When specifying a roundoff unit for the first variable only, you must also specify a missing value after the roundoff unit. Otherwise, the roundoff unit is used for all variables. For example, the option "ROUND= 10  ." sets a roundoff unit of 10 for the first analysis variable only and no rounding for the remaining variables. The option "ROUND= . 10" sets a roundoff unit of 10 for the second analysis variable only and no rounding for other variables.

The ROUND= option sets the precision of imputed values. For example, with a roundoff unit of 0.001, each value is rounded to the nearest multiple of 0.001. That is, each value has three significant digits after the decimal point. See Example 75.3 for an illustration of this option.

SEED=number

specifies a positive integer to start the pseudo-random number generator. The default is a value generated from reading the time of day from the computer’s clock. However, in order to duplicate the results under identical situations, you must use the same value of the seed explicitly in subsequent runs of the MI procedure.

The seed information is displayed in the "Model Information" table so that the results can be reproduced by specifying this seed with the SEED= option. You need to specify the same seed number in the future to reproduce the results.

SIMPLE

displays simple descriptive univariate statistics and pairwise correlations from available cases. For a detailed description of these statistics, see the section Descriptive Statistics.

SINGULAR=p

specifies the criterion for determining the singularity of a covariance matrix based on standardized variables, where $0<p<1$. The default is SINGULAR=1E–8.
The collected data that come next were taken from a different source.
PR #4326, opened 2026-06-25
Added `<SupportYou/>` component 

orangemug:
## Description
Added `<SupportYou/>` component 

## Issue(s)
Fixes `ADOPT-2109`

## How to test

1. Go to https://oak-web-application-storybook-git-feat-adopt-2109-suppor-188cbf.vercel.thenational.academy/?path=/story/components-genericpagescomponents-supportyou--default
2. Check storybook matches designs

**Note**: The image will differ, that will be added to sanity when we gets that bit done.

## Checklist

- [ ] Design sign-off


rightsaidjames (changes requested):
Two things:
* As per the [Figma a11y spec](https://www.figma.com/design/UDdUjFa4MJdM8AKCVxQJ5I/Final-designs---About-us?node-id=1-41481&m=dev), the icon on the button link should have alt text of 'Opens in new tab'. This can alternatively be achieved by setting an aria-label on the enclosing link of `Get in touch with an expert (opens in new tab)`
* The heading for this component should be a H2, but it seems to be set as H1 with no mechanism to change this via the component props.

rightsaidjames (approved):

src/components/GenericPagesComponents/SupportYou/index.tsx
```diff
@@ -0,0 +1,77 @@
...
+};
+export function SupportYou({
+  title,
+  headingTag = "h2",
+  body,
+  link,
+  image,
+}: SupportYouProps) {
+  return (
+    <OakBox $pv={["spacing-56", "spacing-80", "spacing-80"]}>
```
alexcupit, line 33: Out of curiosity, is there a preference over whether to repeat or not if the value doesn't change between tablet and desktop? I think I had this on an nc-interface PR and feedback was to change to:
```
$pv={["spacing-56", "spacing-80"]}
```

alexcupit (approved):
LGTM! 

Does this also need adding into the Oak's Curricula page at some point? I saw it's marked as finished in figma but looks like it might be needed there as well as Oak's Impact? https://www.figma.com/design/UDdUjFa4MJdM8AKCVxQJ5I/Final-designs---About-us?node-id=1-32961&m=dev

src/components/GenericPagesComponents/SupportYou/index.tsx
orangemug: So I personally always do 3 values, but that's just "what I do" I don't think we have a standard approach

PR #4338, opened 2026-07-01
feat: show screen reader specific message using aria live polite on d…

couplm:
…ownload form error

## Description

Music year: 1966

- Added announcement for errors on the download form
- It seems that the copy link button on the media page does work...? It is possibly an NVDA issue though but I am unable to test with NVDA as it is Windows only

## How to test

1. Go to [OWA Preview URL from Vercel bot comment](https://oak-web-application-website-9781hwj31.vercel.thenational.academy//teachers/programmes/music-secondary-ks3/units/the-role-of-improvision-harmony-and-rhythm-in-blues-composition/lessons/the-use-of-the-drum-kit-in-grunge/media?video=12207)/teachers/programmes/music-secondary-ks3/units/the-role-of-improvision-harmony-and-rhythm-in-blues-composition/lessons/the-use-of-the-drum-kit-in-grunge/media?video=12207
2. Open Voiceover/other screen reader
3. You should focus the copy link button and press it
4. You should see the text 'Link Copied'
5. Click 'Back to Lesson'
6. Click 'Download all resources'
7. Deselect all resources, do not enter a school and do not check 'My school is not listed' and uncheck the terms and conditions checkbox
8. You should see the errors read by the screen reader

## Checklist

- [ ] Design sign-off


src/components/TeacherComponents/SharePageLayout/SharePageLayout.tsx
```diff
@@ -55,7 +55,7 @@ const SharePageLayout: FC<SharePageLayoutProps> = (props) => {
   const hasFormErrors = Object.keys(props.errors).length > 0;
   const validationErrorMessages = getFormErrorMessages(props.errors);
   const hasValidationSummary = validationErrorMessages.length > 0;
-  const validationSummaryAnnouncement = `To complete correct the following: ${validationErrorMessages.join(". ")}`;
+  const validationSummaryAnnouncement = `To complete, correct the following: ${validationErrorMessages.join(". ")}`;
```
Taha-Hassan-Git: This phrase is repeated a few times across different components. Probably better to extract into a const or a function?

Taha-Hassan-Git (commented):
Nice work, I have a non-blocking suggestion for an arguably slight improvement, but perhaps you already considered and decided against this.

At the moment the sighted and screen reader experience is slightly different. Sighted users get an unordered list and screen readers announce a string of text.

I think if you put the error messages in an always mounted div with `role="status"` and `aria-live="polite"`, it should be announced whenever the text content changes. We should be able to remove some complexity with parallel components and useEffects etc.

RBrownsett:
@couplm sorry my bad, I should have been clearer on the ticket. The media copy button works with voice over but not with Nvida (which the auditors use as its one of the most popular screen readers). Not sure if its possible to add the suggestion they made? I have a windows device so I can test it. 

The download error message is fixed which is good :-)

src/components/TeacherComponents/SharePageLayout/SharePageLayout.tsx
couplm: Thanks for these, Taha! Yep, I initially did it differently as Copilot was telling me it would not work if the validation was re-triggered. I couldn't see the issue happening on the page but added stuff to be safe. But actually I don't think it is necessary and I agree it would be better to have it simpler than address something that is probably not an issue :) I have updated to reflect your suggestions 🪩

Taha-Hassan-Git: Nice, and it still works? That's great!

couplm:
> @couplm sorry my bad, I should have been clearer on the ticket. The media copy button works with voice over but not with Nvida (which the auditors use as its one of the most popular screen readers). Not sure if its possible to add the suggestion they made? I have a windows device so I can test it.
> 
> The download error message is fixed which is good :-)

Sorry @RBrownsett I misunderstood it! I have updated it now and hopefully it works with NVDA 🤞

RBrownsett:
@couplm I'm learning with this ticket as well, still not working :-/ From some research adding aria-live="polite" (like they suggested) to a button itself doesn't reliably announce changes to the button's accessible name.

For WCAG 4.1.3 (Status Messages), the recommended pattern is to use a separate, persistent live region (role="status") and update its text when the copy action succeeds. Often a lot of the these accessibility tickets tend to be a bit whack a mole sadly. Let me know what you think.

Example code:

```
<button type="button" onClick={copyLink}>
  {copied ? 'Link copied' : 'Copy link'}
</button>

<span className="sr-only" role="status">
  {copied ? 'Link copied' : ''}
</span>
```

RBrownsett:
@couplm if it does become a pain we could split it out of this ticket and create a new one for the media page and I can do some more research

couplm:
> @couplm if it does become a pain we could split it out of this ticket and create a new one for the media page and I can do some more research

This might be best if you don't mind. I had a quick look and it would be possible but out of the scope of this ticket perhaps, at least without some weird fix (as far as I can tell). We might need to amend the `OakCopyLinkButton` to allow us to specify an action `onClick`, so the span isn't always there. Right now there is nothing to hook into for the `copied` check. This feels a bit out of scope. Or maybe there is a better way entirely that we can get this working :)

RBrownsett:
> > @couplm if it does become a pain we could split it out of this ticket and create a new one for the media page and I can do some more research
> 
> This might be best if you don't mind. I had a quick look and it would be possible but out of the scope of this ticket perhaps, at least without some weird fix (as far as I can tell). We might need to amend the `OakCopyLinkButton` to allow us to specify an action `onClick`, so the span isn't always there. Right now there is nothing to hook into for the `copied` check. This feels a bit out of scope. Or maybe there is a better way entirely that we can get this working :)

Yep, I agree makes sense. I'll pull this part out and make a new ticket

RBrownsett (approved):
Approved - download error messaging status alerts fixed. I have moved the media page copy link issue into this ticket https://app.notion.com/p/oaknationalacademy/Announce-status-messages-media-page-copy-link-39226cc4e1b1802a9edbfd32184658ae?source=copy_link

Taha-Hassan-Git (approved):
LGTM!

Suppose that $\mb{S}$ is a covariance matrix and v is the number of variables in $\mb{S}$. Based on the spectral decomposition $\mb{S}=\bGamma \bLambda \bGamma ^{\prime }$, where $\bLambda $ is a diagonal matrix of eigenvalues $\lambda _ j$, $j=1,\ldots $, v, where $\lambda _ i\ge \lambda _ j$ when $i<j$, and $\bGamma $ is a matrix with the corresponding orthonormal eigenvectors of $\mb{S}$ as columns, $\mb{S}$ is considered singular when an eigenvalue $\lambda _ j$ is less than $p \bar{\lambda }$, where the average $\bar{\lambda } = \sum _{k=1}^{v} \lambda _ k /{v}$.